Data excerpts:
PR #406, opened 2025-04-17
Update mock headers to match what is in the documentation 

juliamilton:
## Describe your changes
Some changes were made asynchronously to the header documentation pages of L1-L4 data products. This PR updates the mock header generation to match what is in the documentation pages for this release. I am requesting that we merge these changes into this current release so that the code matches the documentation, and also so that we can generate example mock data products for each of the documentation pages that match the documented header listing.

To prevent asynchronous changing of headers in the future, we will introduce a header change request process for review soon. This PR is to correct out-of-sync headers that currently exist and is not the procedure we'd like to use going forward.

- [x] I have linted my code


semaphoreP:
@juliamilton have you ran the e2e tests? I'm getting a lot of test failures from running the e2e tests. I can send you the error log if it's useful.

juliamilton:
> @juliamilton have you ran the e2e tests? I'm getting a lot of test failures from running the e2e tests. I can send you the error log if it's useful.

Most likely I just need to update the function calls, but would you mind sending me the error log? Some of the e2e tests just don't work locally for me (ongoing issue, unrelated to this PR).

semaphoreP:
See attached log here: [pytest_log.txt](https://github.com/user-attachments/files/19893942/pytest_log.txt)

juliamilton:
Thanks, I updated all the function calls in those files had failed in the log. My e2e tests fail or assert locally on l1_to_l2a_e2e.py and l1_to_l2b_e2e.py even on the unmodified main branch though. Also, the trap_pump_cal_e2e.py is now failing because the array sizes of the mock calibration fits files do not match what is expected in the metadata reference files, although I want to confirm that the metadata reference yamls are correct for that one.

semaphoreP:
The trap pump test works for me FYI.

maxwellmb:
UT or e2e? I suspect there might be a threshold that is too small, such that due to random variations it sometimes passes sometimes fails.

juliamilton:
> UT or e2e? I suspect there might be a threshold that is too small, such that due to random variations it sometimes passes sometimes fails.

e2e, I have never gotten it to work locally. I get "TPumpAnException('metadata file inconsistent with frame')". The other 2 e2e tests (l1_to_l2a_e2e.py and l1_to_l2b_e2e.py) do assert due to failing their difference threshold checks.

semaphoreP:
Do you need to clean up your ~/.corgidrp folder and your test directory and re-run? Those 3 tests all work for me on your branch.

semaphoreP:
@juliamilton I updated the header doc pages with how the headers of the e2e products changed with your new changes. Can you check these look ok with you, and if there's anyone else you should check with on this?

juliamilton:
Also, it would be good to record somewhere either in a header, in the recipe, and/ or in the confluence page which level data product (L1, L2b, L3) is used to make a given calibration product.

semaphoreP:
@juliamilton these sound like tasks for a different PR from yours. My original intent of the question is whether these header changes you've made impact any customers. The doc pages I uploaded just indicates what you've changed in your PR>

TASK REQUIREMENTS »
Nothing but a number should be given: the count of lines above in which the word "your" occurs.

TASK SOLUTION »
4